Saved entries:

PR #62, opened 2021-06-04
add config ui

KeeyanGhoreshi:
You can go to the config tab to look at the UI.  The designs didn't have a "submit" button anywhere or a save button, so the text fields just send an update request when you blur the text field.  I'm open to suggestions for other solutions to updating the text fields.

### DIFF
--- a/config.js
+++ b/config.js
@@ -7,19 +7,23 @@ const configVars = {
 const configInit = [
   {
     id: configVars.ADMIN_TOKEN,
-    value: 'admin'
+    value: 'admin',
+    display: 'Admin token'
   },
   {
     id: configVars.DATA_TRUST_SERVICE,
-    value: 'http://localhost:3005'
+    value: 'http://localhost:3005',
+    display: 'Data trust service'
   },
   {
     id: configVars.REQUIRE_AUTH,
-    value: 'true'
+    value: 'true',
+    display: 'Require auth'
   },
   {
     id: configVars.REQUIRE_AUTH_FOR_OUTGOING,
-    value: 'true'
+    value: 'true',
+    display: 'Require auth out'
   }
 ];
 
--- a/src/ui/components/Config/ConfigRow.jsx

▶ **Work instruction**: Lines holding the word "const" in the entries above are the ones to pull out. Copy them all.

▶ **Response area**:
@@ -7,19 +7,23 @@ const configVars = {
 const configInit = [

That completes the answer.